GIVEN ENTRIES -
PR #1937, opened 2026-05-01
Holmake cache UX refactor

mrichards30:
[On Zulip](https://hol.zulipchat.com/#narrow/channel/486798/topic/Holmake.20cache/near/591700635), some UX improvements for the Holmake cache were discussed.

This PR addresses these concerns by adding the following:
- to start, the existing `--use-cache` and `--write-cache` flags have been removed
- a default cache folder is now determined by the first of either `$XDG_CACHE_HOME` or `$HOME/.cache/HOL`
- bin/build and Holmake both now use the cache by default
  - both support`--no-cache` and `--cache-dir <directory>` flags to disable the cache and choose a specific folder to use a cache respectively (though the latter mostly only exists for tests)
  - bin/build will print its resolved cache folder at the start of the build
  - image
  - when on, it checks for an existing cache hit before it builds. if it doesn't find anything it locally builds and caches these artefacts for next time
- the github actions files have --no-cache added
- the cache is disabled if any side products (coproducts?) are found in the Holmakefile since it's probably not safe to assume these can be cached
- when there's a cheat AND the theory is cached, the cheat status shows instead when built 

I ran into an issue with the cache (mostly visible in tests with multiple identical fooScript.sml files in different folders) where since these would generate identical cache keys, only one version would be cached. Since cache keys are path independent, they would be given the same Theory.sml files; this is bad because Theory.sml files mention their path relative to $HOLDIR. 
To fix this I have changed TheoryPP.sml to write relative paths into Theory.sml, and now the working directory is moved to each theory during the build so that relative paths resolve correctly.

image

This PR also has a number of fixes to some apparent bugs that showed up after making caching the default - Claude helped with a lot of these.

- [This change](https://github.com/HOL-Theorem-Prover/HOL/pull/1937/changes#diff-17b4e7e67fc0262103b7952bdb3d69b84df625d79ca223533643c2b074f1f449R313) changes TheoryPP to use the  `#(FILE)` macro instead of writing absolute paths into built Theory.sml files.
- Not so much a bug, but [these tests](https://github.com/HOL-Theorem-Prover/HOL/pull/1937/changes#diff-6c0e98a42d97353b404c442e12ce2092280197ca5d0426f8710355c0711ef9eaR1) look for the generated HTML file which I've skipped for caching, so I've set them to run with the no-cache flag.
- [Here](https://github.com/HOL-Theorem-Prover/HOL/pull/1937/changes#diff-fd1a473aaef5d5da0c452b3f7873fdb497c78967c63fd03685fc8403556c0c82R807) is Claude's fix to allow side products to be loaded from subfolders (needed to migrate emitScript.sml to use side products).
- [Here](https://github.com/HOL-Theorem-Prover/HOL/pull/1937/changes#diff-b92b10d7b0a056e8455aa1726b6381dce173b8cb3a468a9ddc9fde51bd34cf05R36) is a fix for a confusing bug I ran into where for some reason mosml expanded #(FILE) to a relative path? This change just makes it match PolyML's handling.

### DIFF
--- a/tools/Holmake/poly/HM_CacheFetch.sml
+++ b/tools/Holmake/poly/HM_CacheFetch.sml
@@ -115,18 +115,6 @@ fun fetch base_url cachekey (ofns : Holmake_tools.output_functions) =
                 val _ = if ok
                         then info "Cache hit! local theory building can be skipped."
                         else warn "Only managed a partial cache hit; theory will be built locally."
-                val _ = if ok then
-                  List.app (fn {name,...} =>
-                    if String.isSuffix "Theory.dat" name then
-                      let val s = TextIO.openIn (to_dest_dir name)
-                          val c = TextIO.inputAll s
-                      in TextIO.closeIn s;
-                         if String.isSubstring "\"cheat\"" c then
-                           info "(used CHEAT)"
-                         else ()
-                      end handle _ => ()
-                    else ()) files
-                else ()
             in
                 ok
             end
--- a/tools/Holmake/poly/HM_CacheFetch.sml
+++ b/tools/Holmake/poly/HM_CacheFetch.sml
@@ -20,7 +20,7 @@ fun recMkDir dir =
 fun already_cached base key =
     OS.FileSys.access(OS.Path.concat(OS.Path.concat(base, "key"), key), [])
 
-fun upload base_url cachekey dir thyname (ofns : Holmake_tools.output_functions) =
+fun upload base_url cachekey dir filenames (ofns : Holmake_tools.output_functions) =
     case cachekey of
         HM_Cachekey.Missing _ => false
       | HM_Cachekey.Key key =>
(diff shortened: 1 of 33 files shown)


mn200:
Looking forward to it!  I don’t think we should be snaffling the .cache name though: perhaps .hol/cache, also allowing people to put their interactive config files under .hol.

mrichards30:
> Looking forward to it! I don’t think we should be snaffling the .cache name though: perhaps .hol/cache, also allowing people to put their interactive config files under .hol.

oops, that was just my typo. it's in $HOME/.cache/HOL - $HOME/.cache seems to be the standard cache location (on mac at least)
image

mn200:
Hmm.  I'm not mad keen on the relative paths.  What about making the key include the path back to the top .holpath?  Then "identical" script files are not identical anymore.

mrichards30:
> Hmm. I'm not mad keen on the relative paths. What about making the key include the path back to the top .holpath? Then "identical" script files are not identical anymore.

i think this is probably a better idea given how difficult it has been to get relative paths to work (and i still couldnt get them to work with mosml). @xrchz are you happy if i change the cache key code?

xrchz:
No don't change cacheKey. We should change the Theory.sml files to not use a literal path but rather use the #(FILE) macro to find its own filename and refer to the dat file that way (which should be a sibling file, i.e., the same file with a different extension).

tools/Holmake/poly/HM_CacheFetch.sml
```diff
@@ -96,14 +105,28 @@ fun fetch base_url cachekey (ofns : Holmake_tools.output_functions) =
...
                                  fetch_to_file (base_url ^ url) (to_dest_dir name))
                              files
                 val _ = if ok
                         then info "Cache hit! local theory building can be skipped."
                         else warn "Only managed a partial cache hit; theory will be built locally."
+                val _ = if ok then
+                  List.app (fn {name,...} =>
+                    if String.isSuffix "Theory.dat" name then
+                      let val s = TextIO.openIn (to_dest_dir name)
+                          val c = TextIO.inputAll s
```
mn200: Reading a whole .dat file just to see if there's something cheated in it is gross.  Perhaps drop this for now; we can put a "contains-a-cheat" tag into the .dat format later.

mn200 (changes requested):

tools/Holmake/poly/HM_CacheFetch.sml
mn200: Such a tag could be guaranteed to exist within the first few bytes/lines of the format so that a mindless check, not requiring any s-expression parsing, would be easy and fast.

tools/Holmake/poly/ProcessMultiplexor.sml
```diff
@@ -188,7 +188,7 @@ struct
             val _ = OS.FileSys.chDir dir
           in
             if try_cache () then
-              OS.Process.exit OS.Process.success
+              OS.Process.terminate OS.Process.success
```
mn200: Why the change from `exit` to `terminate`?  The former shuts the process down more cleanly.

mrichards30:
thanks for the review @mn200 ive fixed pr comments

mn200:
Let's doooooo it!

BRIEF -
A line belongs in the answer if it contains the word "Looking"; copy every such line from the data above.

TASK SOLUTION -
Looking forward to it!  I don’t think we should be snaffling the .cache name though: perhaps .hol/cache, also allowing people to put their interactive config files under .hol.
> Looking forward to it! I don’t think we should be snaffling the .cache name though: perhaps .hol/cache, also allowing people to put their interactive config files under .hol.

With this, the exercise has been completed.